(WHAT IS NEEDED):
Filtering the records below, copy only those lines that include the word "which".
(DATA TO USE begins)
PR #202, opened 2023-12-16
Release 0.12.0

### LINKED ISSUE #199: 0.12.0 release planning
Let's gather some context for release planning since there have been a few requests.

Some items that are close to being done that I think we should block on:

* [x] https://github.com/rustls/rcgen/pull/197
* [x] https://github.com/rustls/rcgen/pull/183
* [ ] https://github.com/rustls/rcgen/pull/190 - requires additional maintainer review.
* [ ] ~https://github.com/rustls/rcgen/pull/170 - requires update for review feedback.~ edit: consensus here is to skip this one.

Some items that will require a major version increase that are not as close to being completed:

* https://github.com/rustls/rcgen/issues/155 
* https://github.com/rustls/rcgen/issues/150 
* https://github.com/rustls/rcgen/issues/122 - the three above issues are addressed by [a WIP PR](https://github.com/rustls/rcgen/pull/164) that needs to be completed.
* https://github.com/rustls/rcgen/issues/73 - unstarted, could probably be rolled into the WIP PR mentioned above.
* https://github.com/rustls/rcgen/issues/62 - unstarted, but a significant foot-gun that should be addressed soon.
* https://github.com/rustls/rcgen/issues/181 - unstarted
* https://github.com/rustls/rcgen/issues/68 - unstarted
* https://github.com/rustls/rcgen/issues/81- unstarted
* switching to [`pki-types`](https://github.com/rustls/pki-types) and [`rustls-pemfile`](https://crates.io/crates/rustls-pemfile) - unstarted - needs discussion.

In my view there's a good amount of work left to do that will require a comparable version bump. I think this means we have a choice between:

1. Cutting a 0.12.0 release that includes only the changes that are close to being completed, and then later (_O(~weeks)_) cutting a 0.13.0 that addresses some of the remaining work.
2. Holding 0.12.0 for longer, and addressing more of these changes in one go and then trying to support 0.12.0 with fewer future API changes.

est31:
For release notes see the changelog.

fixes #199

### DIFF
--- a/rcgen/CHANGELOG.md
+++ b/rcgen/CHANGELOG.md
@@ -4,9 +4,9 @@
 ## Release 0.12.0 - December 16, 2023
 
 - Rename `RcgenError` to `Error`. Contributed by [thomaseizinger](https://github.com/thomaseizinger).
-- Lock down the `From` impls for `Error` and make it future-proof.
+- `Error::PemError` has been changed to hold a `String` value. The `From<_>` traits for external error types have been removed. This allows rcgen to update dependent crates without impacting API consumers.
 - Upgrade to `ring` `v0.17`. Contributed by [thomaseizinger](https://github.com/thomaseizinger).
-- Make dependency on `ring` optional and allow usage of `aws_lc_rs`. Contributed by [BiagioFesta](https://github.com/BiagioFesta).
+- Make dependency on `ring` optional and allow usage of `aws-lc-rs`. Ring continues to be used as the default. You may opt-in to using `aws-lc-rs` instead by disabling default features and specifying the `aws_lc_rs` feature.  Contributed by [BiagioFesta](https://github.com/BiagioFesta).
 - Add `Ia5String` support for `DistinguishedName`s.
 
 ## Release 0.11.3 - October 1, 2023
--- a/rcgen/CHANGELOG.md
+++ b/rcgen/CHANGELOG.md
@@ -1,10 +1,13 @@
 
 # Changes
 
-## Unreleased
+## Release 0.12.0 - December 16, 2023
 
-- Rename `RcgenError` to `Error` to avoid stuttering when used fully-qualified via `rcgen::`.
-- Upgrade to `ring` `v0.17`.
+- Rename `RcgenError` to `Error`. Contributed by [thomaseizinger](https://github.com/thomaseizinger).
+- Lock down the `From` impls for `Error` and make it future-proof.
+- Upgrade to `ring` `v0.17`. Contributed by [thomaseizinger](https://github.com/thomaseizinger).
+- Make dependency on `ring` optional and allow usage of `aws_lc_rs`. Contributed by [BiagioFesta](https://github.com/BiagioFesta).
+- Add `Ia5String` support for `DistinguishedName`s.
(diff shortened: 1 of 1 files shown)


rcgen/CHANGELOG.md
```diff
@@ -1,10 +1,13 @@
 
 # Changes
 
-## Unreleased
+## Release 0.12.0 - December 16, 2023
```
cpu, line 4: I think this is missing https://github.com/rustls/rcgen/pull/197 contributed by Brocar.

Proposed text:

- Add `KeyIdMethod::PreSpecified` variant to allow specifying an exact subject key identifier (SKI) instead of a method for generating it based on the subject key. `CertificateParams::from_ca_cert_pem` has been updated to use the pre-existing SKI when building params from an existing CA cert.

rcgen/CHANGELOG.md
```diff
@@ -1,10 +1,13 @@
...
 
-- Rename `RcgenError` to `Error` to avoid stuttering when used fully-qualified via `rcgen::`.
-- Upgrade to `ring` `v0.17`.
+- Rename `RcgenError` to `Error`. Contributed by [thomaseizinger](https://github.com/thomaseizinger).
+- Lock down the `From` impls for `Error` and make it future-proof.
```
cpu, line 7: I think we can give more information here. I would also try to put the user-facing changes up-front and then describe the rationale. What about:

```suggestion
- `Error::PemError` has been changed to hold a `String` value. The `From<_>` traits for external error types have been removed. This allows rcgen to update dependent crates without impacting API consumers.
```

rcgen/CHANGELOG.md
```diff
@@ -1,10 +1,13 @@
...
+- Upgrade to `ring` `v0.17`. Contributed by [thomaseizinger](https://github.com/thomaseizinger).
+- Make dependency on `ring` optional and allow usage of `aws_lc_rs`. Contributed by [BiagioFesta](https://github.com/BiagioFesta).
```
cpu, line 9: I think this would be most helpful if we explicitly say how to use aws_lc_rs:
```suggestion
- Make dependency on `ring` optional and allow usage of `aws-lc-rs`. Ring continues to be used as the default. You may opt-in to using `aws-lc-rs` instead by disabling default features and specifying the `aws_lc_rs` feature.  Contributed by [BiagioFesta](https://github.com/BiagioFesta).
```

cpu (commented):
Thanks for putting this together :+1:

est31:
There is no changes to the version in `Cargo.toml` in this PR. I suppose #183 had to increase it due to the breaking changes. Maybe we should switch to `0.13.0-dev` after this PR?

cpu:
As a small note, in the future I'd like a chance to approve the changelog before the release is published if I leave feedback. If I don't reply right away it seems reasonable to roll forward without waiting.

> Maybe we should switch to 0.13.0-dev after this PR?

That sounds fine to me. In the other Rustls repos we tend to use -alpha.0 but I don't feel strongly.

est31:
> I'd like a chance to approve the changelog before the release is published if I leave feedback

Sorry, noted!

PR #204, opened 2023-12-19
Allow building without the `pem` crate feature

daxpedda:
Currently trying to build like this:
```
cargo build -p rcgen --no-default-features --features ring
```
will fail because it can't find `pem::PemError` or `Error::PemError`.

Simply adding a `cfg` guard on this implementation fixes the issue.

### DIFF
--- a/.github/workflows/ci.yml
+++ b/.github/workflows/ci.yml
@@ -29,6 +29,13 @@ jobs:
   clippy:
     name: Clippy
     runs-on: ubuntu-latest
+    strategy:
+      matrix:
+        features:
+          - --all-features
+          - --no-default-features --features ring
+          - --no-default-features --features aws_lc_rs
+          - --no-default-features --features aws_lc_rs,pem
     steps:
       - name: Checkout sources
         uses: actions/checkout@v4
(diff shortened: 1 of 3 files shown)


djc:
Would you mind adding a CI job that tests for this, to help us avoid regressing this again?

.github/workflows/ci.yml
```diff
@@ -39,6 +39,8 @@ jobs:
         with:
           components: clippy
       - run: cargo clippy --all-features --all-targets
+      - run: cargo clippy --no-default-features --features ring --all-targets
+      - run: cargo clippy --no-default-features --features aws_lc_rs --all-targets
```
daxpedda, line 43: Should I add these combinations to `cargo test` as well?

daxpedda: I went ahead and parallelized the Clippy runs as well.
The `cargo test`s seem to not be straightforward to add to a matrix, so I refrained from touching those.

djc (approved):
Thanks, looks great!

cpu (approved):
Thank you

cpu:
> Clippy Expected — Waiting for status to be reported

This is from the branch protection rules falling out of sync with the updated matrix-based task name. I think we should merge without waiting for requirements to be met and then fix those rules.

est31:
I think this warrants a 0.12.1 bugfix release.

PR #205, opened 2024-01-10
Rework Certificate issuance API, make DER/PEM serialization stable

### LINKED ISSUE #62: serialize_der() regenerates the certificate
I am using rcgen to generate a certificate, then I'm sharing the fingerprint of the certificate with a peer, and then I'm using a library to communicate with that peer. The library requires me to provide the certificate & private key in PEM format.

I've been debugging for a while why the fingerprint I generate, like this:

```rust
let fingerprint = ring::digest::digest(&ring::digest::SHA256, &cert.serialize_der()?);
```

... does not match the fingerprint the peer expects to receive, nor the fingerprint OpenSSL reports when I supply it with the PEM-encoded certificate obtained with `serialize_pem()`.

After reading the discussion in #28, and looking at the code, I think I understand what's going on — `serialize_der()` and `serialize_pem()` are not actually just serializing; they are in fact *generating* the certificate each time they are called, so the random components are different between the DER serialization and the PEM serialization.

Ideally the certificate would be generated when the `Certificate` struct is created, so that it can be repeatedly serialized — perhaps into different formats — without regenerating it each time.

If that's not possible, the functions should either be renamed or at least the mis-naming documented clearly to save the time of anyone else who encounters this.

Right now, `from_params()` is documented as "Generates a new certificate" and `serialize_der()` is documented as "Serializes the certificate to the binary DER format", when in reality `from_params()` just stores the params (and does keygen if needed), and `serialize_der()` etc actually do the certificate generation.

cpu:
Previously a `Certificate` was a container for `CertificateParams` and a `KeyPair`, most commonly created from a `CertificateParams` instance. Serializing the `Certificate` (either as self signed with `serialize_pem` or `serialize_der`, or signed by an issuer with `serialize_pem_with_signer` or `serialize_der_with_signer`) would issue a certificate and produce the serialized form in one operation. The net result is that if a user wanted both DER and PEM serializations they would likely call `serialize_der(_with_signer)` and then `serialize_pem(_with_signer)` and mistakenly end up with the encoding of two distinct certificates, not the PEM and DER encoding of the same cert. Since the `KeyPair` contains a private key this API design also meant that the `Certificate` type had to be handled with care, and `Zeroized`.

This branch reworks the issuance API and `Certificate` type to better match user expectation: `Certificate` is only public material and represents an issued certificate that can be serialized in a stable manner in DER or PEM encoding.

I recommend reviewing this commit-by-commit, but here is a summary of the most notable API changes:

* `Certificate::from_params` and `Certificate::serialize_der` and `Certificate::serialize_pem` for issuing a self-signed certificate are replaced with `Certificate::generate_self_signed()` and calling `der` or `pem` on the result.
* `Certificate::from_params` and `Certificate::serialize_der_with_signer` and `Certificate::serialize_pem_with_signer` for issuing a certificate signed by another certificate are replaced with `Certificate::generate()` and calling `der` or `pem` on the result.
* `CertificateSigningRequest::serialize_der_with_signer` and `CertificateSigningRequest::serialize_pem_with_signer` for issuing a certificate from a CSR are replaced with `Certificate::from_request` and calling `der` or `pem` on the result. The `CertificateSigningRequest` type is renamed to `CertificateSigningRequestParams` to better emphasize its role and match the other `*Params` types that already exist.
* Since we now calculate the DER encoding of the certificate at `Certificate` construction time, the `pem` and `der` fns are now infallible. 
* Since `Certificate` no longer holds `KeyPair`, the `generate` fns now expect a `&KeyPair` argument for the signer when issuing a certificate signed by another certificate.
* The generation fns now return a `CertifiedKey` that contains both a `Certificate` and a `KeyPair`. For params that specify a compatible `KeyPair` it is passed through in the `CertifiedKey` as-is. For params without a `KeyPair` a newly generated `KeyPair` is used.

In the future we should look at harmonizing the creation of `CertificateSigningRequest` and `CertificateRevocationList` to better match this updated API. Unfortunately I don't have time to handle that at the moment. Since this API surface is relatively niche compared to the `Certificate` issuance flow it felt valuable to resolve #62 without blocking on this future work.

Resolves https://github.com/rustls/rcgen/issues/62


rcgen/src/lib.rs
```diff
@@ -1593,6 +1585,24 @@ impl Certificate {
 	pub fn serialize_private_key_pem(&self) -> String {
 		self.key_pair.serialize_pem()
 	}
+
+	/// Return a subject [`KeyPair`] to use for the [`CertificateParams`].
+	///
+	/// If `params` do not specify a [`KeyPair`], a new one is generated.
+	/// If `params` specifies a [`KeyPair`], that isn't compatible with the signature
+	/// algorithm specified, an error is returned.
+	fn prepare_key_pair(
```
djc, line 1635: Maybe this could be `KeyPair::prepare()`?

rcgen/src/lib.rs
```diff
@@ -73,6 +73,7 @@ pub type RcgenError = Error;
 pub struct Certificate {
 	params: CertificateParams,
 	key_pair: KeyPair,
+	spki: Vec<u8>,
```
djc, line 75: Nit: I feel like SPKI is not a very accessible acronym, how about writing it out as `subject_public_key_info` in the field name and the type constructors at least (I probably wouldn't expand it in `pub_key_spki`)?

rcgen/src/lib.rs
```diff
@@ -1562,49 +1555,31 @@ impl Certificate {
 		pem::encode_config(&Pem::new("CERTIFICATE", self.der()), ENCODE_CONFIG)
 	}
 	/// Serializes a certificate signing request in binary DER format
-	pub fn serialize_request_der(&self) -> Result<Vec<u8>, Error> {
+	pub fn serialize_request_der(&self, subject_key: &KeyPair) -> Result<Vec<u8>, Error> {
```
djc, line 1605: Might be helpful to add some clarification to the docstrings for `serialize_request_*()` about what `subject_key` and how it's used? I can't think of a better name but also feel like this name is maybe not the most obvious.

djc (approved):
I think this makes the API much better, nice!

rcgen/src/lib.rs
```diff
@@ -69,7 +69,7 @@ pub use crate::sign_algo::SignatureAlgorithm;
 )]
 pub type RcgenError = Error;
 
-/// A self signed certificate together with signing keys
+/// A certificate together with a subject keypair.
```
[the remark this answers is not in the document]
cpu: Fixed.

rcgen/src/lib.rs
```diff
@@ -1352,21 +1339,48 @@ impl CustomExtension {
...
+	/// Pre-specified identifier. The exact given value is used as the key identifier.
 	PreSpecified(Vec<u8>),
 }
 
+impl KeyIdMethod {
+	/// Calculates a key identifier for the provided public key using the key ID method.
+	///
+	/// This key identifier is used in the SubjectKeyIdentifier and AuthorityKeyIdentifier
+	/// X.509v3 extensions.
+	pub(crate) fn calculate<K: PublicKeyData>(&self, pub_key: &K) -> Vec<u8> {
```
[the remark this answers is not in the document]
cpu: > Nits: I don't love the calculate() name for this. Maybe derive() or digest()?

I went with `derive` since the `PreSpecified` variant could be anything and isn't necessarily a digest at all. 

>  Also I'd suggest eliminating the K type param in favor of pub_key: &impl PublicKeyData.

Done, though this later falls away to `&impl AsRef<[u8]>` to accommodate the change in design where we hold the SPKI and not a `KeyPair` or something implementing `PublicKeyData`.

> Alternatively, maybe it makes sense to rename this to write(), taking a writer argument? Would avoid the to_vec() allocation, at least (and this is private API, anyway).

I tried this but unfortunately because `Certificate::get_key_identifier` exists in the public API we need something we can use without a DER writer. We can't create our own writer and then pull the written bytes back out easily because the bytes are written as a DER encoded octet sequence with a preamble. Trying to write a fn that returns a `Vec<u8>` and one that uses a writer without duplicating code wasn't working out well so I jacked out and left it as-is :laughing: I think the extra allocation will have to stand for now.

rcgen/src/lib.rs
cpu: We don't have a `KeyPair` in this case, we have an `Option<KeyPair>` that might be `None`. Most of this helper exists to deal with the `None` case, there doesn't seem to be much of value to lift into a `KeyPair` fn for the non-none case so I left this as is.

rcgen/src/lib.rs
```diff
@@ -1593,6 +1585,24 @@ impl Certificate {
...
+	///
+	/// If `params` do not specify a [`KeyPair`], a new one is generated.
+	/// If `params` specifies a [`KeyPair`], that isn't compatible with the signature
+	/// algorithm specified, an error is returned.
+	fn prepare_key_pair(
+		key_pair: &mut Option<KeyPair>,
+		sig_alg: &'static SignatureAlgorithm,
+	) -> Result<KeyPair, Error> {
+		match key_pair.take() {
+			None => KeyPair::generate(sig_alg),
```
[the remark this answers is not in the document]
cpu: Fixed.

rcgen/src/lib.rs
cpu: Good call. Fixed.

rcgen/src/lib.rs
cpu: I added more clarification here in a separate commit. I also explicitly called out that this API still has the footgun we're fixing in this branch for the `Certificate` type (e.g. calling `serialize_request_der` and then `serialize_request_pem` from the same `Certificate` isn't going to do what you expect).

rcgen/src/lib.rs
```diff
@@ -1506,7 +1505,7 @@ impl Certificate {
 	/// If you want to control the certificate subject [`KeyPair`] or the randomness used to
 	/// generate it, set the [`CertificateParams::key_pair`] field ahead of time before calling
 	/// this function.
-	pub fn generate_self_signed(mut params: CertificateParams) -> Result<Self, Error> {
+	pub fn generate_self_signed(mut params: CertificateParams) -> Result<(Self, KeyPair), Error> {
```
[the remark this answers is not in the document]
cpu: I think that makes sense. I introduced a new `CertifiedKey` type (I think this is the best name, and has some precedent in Rustls).

rcgen/src/lib.rs
```diff
@@ -1536,6 +1536,28 @@ impl Certificate {
 		)?;
 		Ok((Certificate { params, spki, der }, key_pair))
 	}
+	/// Generate a new certificate using the certificate signing request parameters, signed by
+	/// the provided issuer.
+	pub fn generate_request(
```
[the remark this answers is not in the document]
cpu: > I would propose that this becomes Certificate::from_request() instead.

Done.

> Also, we have CertificateParams and Certificate but in this case CertificateSigningRequest plays the role of the *Params. Should we append that suffix here to make this more obvious? Or another suffix, maybe Input?

That's a good point - I switched the type to `CertificateSigningRequestParams` for best alignment with `CertificateParams` and `CertificateRevocationListParams`.

rcgen/src/csr.rs
```diff
@@ -23,15 +21,15 @@ impl PublicKeyData for PublicKey {
 	}
 }
 
-/// Data for a certificate signing request
-pub struct CertificateSigningRequest {
+/// Parameters for a certificate signing request
+pub struct CertificateSigningRequestParams {
```
djc, line 25: Tiny nit: would be nicer to extract the rename into a separate commit, IMO.

djc (approved):

rcgen/src/lib.rs
djc: We're not using any data from Certificate so it seems weird for this to be part of the Certificate impl. Plus it yields a Result<KeyPair, Error> so it does feel like a kind of constructor for KeyPair except that you might inject a pre-existing one to verify its algorithm. Maybe call it KeyPair::validate_or_generate()?

cpu: You've won me over :+1: I updated the implementation to associate this with the `KeyPair` type as `KeyPair::validate_or_generate`.

rcgen/src/csr.rs
cpu: Pulled into a separate commit.

est31 (approved):
looks great!

est31:
I also really like the `CertifiedKey` struct. Maybe the name is not ideal but we can always change it in a followup PR.

I'm also thinking about a `struct CertifiedKeyRef<'a,'b> { pub cert: &'a Certificate, pub key: &'b KeyPair }`, which can be used in the cases where references for both the key and the cert are wanted, and a conversion function like `impl CertifiedKey { fn ref(&self) -> CertifiedKeyRef<'_, '_> {...}}` . I think that's also best for a followup.

PR #207, opened 2024-01-12
Support compiling without cryptography primitives

corrideat:
This makes all of the crypto libraries optional. My use case requires simply generating the binary ASN.1 structures and all cryptography is handled externally with HSMs.

This change removes unnecessary code and build complexity (for example, I'm targeting WASM, and I need to take extra steps to build the dependencies I don't need).

This change may still require some adjustments.

### DIFF
--- a/rcgen/src/key_pair.rs
+++ b/rcgen/src/key_pair.rs
@@ -9,8 +9,9 @@ use crate::error::ExternalError;
 use crate::ring_like::error as ring_error;
 #[cfg(feature = "random")]
 use crate::ring_like::rand::SystemRandom;
+#[cfg(feature = "random")]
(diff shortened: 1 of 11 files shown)


rcgen/src/key_pair.rs
```diff
@@ -178,6 +193,13 @@ impl KeyPair {
 	}
 
 	/// Generate a new random key pair for the specified signature algorithm
+	#[cfg(not(feature = "crypto"))]
+	pub fn generate(alg: &'static SignatureAlgorithm) -> Result<Self, Error> {
```
djc, line 197: It doesn't seem like a great idea to generate an impl that can only error?

djc (commented):
This doesn't seem to entirely make sense to me. I don't see a clear use case for wanting `random` but not `crypto`?

PR #208, opened 2024-01-12
Support compiling without cryptography primitives

corrideat:
This makes all of the crypto libraries optional. My use case requires simply generating the binary ASN.1 structures and all cryptography is handled externally with HSMs.

This change removes unnecessary code and build complexity (for example, I'm targeting WASM, and I need to take extra steps to build the dependencies I don't need).

Note to the maintainer: this is a clean (and ideally better) rework of a previous PR, #207. Because I deleted the older and messier branch, the previous PR couldn't be updated, so I closed it.

### DIFF
--- a/rcgen/Cargo.toml
+++ b/rcgen/Cargo.toml
@@ -21,6 +21,10 @@ required-features = ["pem"]
 name = "sign-leaf-with-ca"
 required-features = ["pem", "x509-parser"]
 
+[[example]]
+name = "simple"
+required-features = ["crypto"]
+
 [dependencies]
 aws-lc-rs = { version = "1.0.0", optional = true }
 yasna = { version = "0.5.2", features = ["time", "std"] }
@@ -31,9 +35,10 @@ x509-parser = { workspace = true, features = ["verify"], optional = true }
 zeroize = { version = "1.2", optional = true }
 
 [features]
-default = ["pem", "ring"]
-aws_lc_rs = ["dep:aws-lc-rs"]
-ring = ["dep:ring"]
+default = ["crypto", "pem", "ring"]
+crypto = []
+aws_lc_rs = ["crypto", "dep:aws-lc-rs"]
+ring = ["crypto", "dep:ring"]
 
 
 [package.metadata.docs.rs]
--- a/rcgen/src/key_pair.rs
+++ b/rcgen/src/key_pair.rs
@@ -1,30 +1,38 @@
 #[cfg(feature = "pem")]
 use pem::Pem;
+#[cfg(feature = "crypto")]
 use std::convert::TryFrom;
 use std::fmt;
 use yasna::DERWriter;
 
+#[cfg(any(feature = "crypto", feature = "pem"))]
 use crate::error::ExternalError;
-use crate::ring_like::error as ring_error;
-use crate::ring_like::rand::SystemRandom;
-use crate::ring_like::signature::{
-	self, EcdsaKeyPair, Ed25519KeyPair, KeyPair as RingKeyPair, RsaEncoding, RsaKeyPair,
+#[cfg(feature = "crypto")]
+use crate::ring_like::{
+	error as ring_error,
+	rand::SystemRandom,
+	signature::{
+		self, EcdsaKeyPair, Ed25519KeyPair, KeyPair as RingKeyPair, RsaEncoding, RsaKeyPair,
+	},
+	{ecdsa_from_pkcs8, rsa_key_pair_public_modulus_len},
 };
-use crate::ring_like::{ecdsa_from_pkcs8, rsa_key_pair_public_modulus_len};
-use crate::sign_algo::algo::*;
-use crate::sign_algo::SignAlgo;
+#[cfg(feature = "crypto")]
+use crate::sign_algo::{algo::*, SignAlgo};
 #[cfg(feature = "pem")]
 use crate::ENCODE_CONFIG;
-use crate::{Error, SignatureAlgorithm};
+use crate::{sign_algo::SignatureAlgorithm, Error};
 
 /// A key pair variant
 #[allow(clippy::large_enum_variant)]
 pub(crate) enum KeyPairKind {
 	/// A Ecdsa key pair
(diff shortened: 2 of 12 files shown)


rcgen/src/key_pair.rs
```diff
@@ -211,6 +229,12 @@ impl KeyPair {
 		}
 	}
 
+	/// Generate a new random key pair for the specified signature algorithm
+	#[cfg(not(feature = "crypto"))]
+	pub fn generate(_alg: &'static SignatureAlgorithm) -> Result<Self, Error> {
```
corrideat, line 234: Original comment by @djc: https://github.com/rustls/rcgen/pull/207#discussion_r1450126844

> It doesn't seem like a great idea to generate an impl that can only error?

Would you rather I remove this entirely and the `generate` just isn't available without the `crypto` feature?

rcgen/Cargo.toml
```diff
@@ -31,7 +31,8 @@ x509-parser = { workspace = true, features = ["verify"], optional = true }
 zeroize = { version = "1.2", optional = true }
 
 [features]
-default = ["pem", "ring"]
+default = ["crypto", "pem", "ring"]
+crypto = []
```
corrideat, line 35: Original comment by @djc: https://github.com/rustls/rcgen/pull/207#pullrequestreview-1817771475

> This doesn't seem to entirely make sense to me. I don't see a clear use case for wanting random but not crypto?

Noted. I made it only `crypto` in this case.

rcgen/src/key_pair.rs
est31: yes, that's generally preferable. Rust has strong static checks. the std implementations for wasm are panicking, and now I heard that it is considered to be a mistake.

rcgen/src/key_pair.rs
```diff
@@ -1,30 +1,41 @@
 #[cfg(feature = "pem")]
 use pem::Pem;
+#[cfg(feature = "crypto")]
 use std::convert::TryFrom;
 use std::fmt;
 use yasna::DERWriter;
 
+#[cfg(any(feature = "crypto", feature = "pem"))]
 use crate::error::ExternalError;
+#[cfg(feature = "crypto")]
```
est31, line 10: it would be better to have one use block like `use crate::{...}` instead of copy-pasting this to all instances

rcgen/src/lib.rs
```diff
@@ -1141,17 +1153,28 @@ impl CertificateParams {
 	/// This key identifier is used in the SubjectKeyIdentifier X.509v3 extension.
 	fn key_identifier<K: PublicKeyData>(&self, pub_key: &K) -> Vec<u8> {
 		// Decide which method from RFC 7093 to use
+		#[cfg_attr(
+			not(feature = "crypto"),
+			allow(irrefutable_let_patterns, unused_variables)
```
est31, line 1158: is allowing unused_variables still needed?

rcgen/src/ring_like.rs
(DATA TO USE ends)
(EXERCISE ANSWER):
I'm also thinking about a `struct CertifiedKeyRef<'a,'b> { pub cert: &'a Certificate, pub key: &'b KeyPair }`, which can be used in the cases where references for both the key and the cert are wanted, and a conversion function like `impl CertifiedKey { fn ref(&self) -> CertifiedKeyRef<'_, '_> {...}}` . I think that's also best for a followup.
 		// Decide which method from RFC 7093 to use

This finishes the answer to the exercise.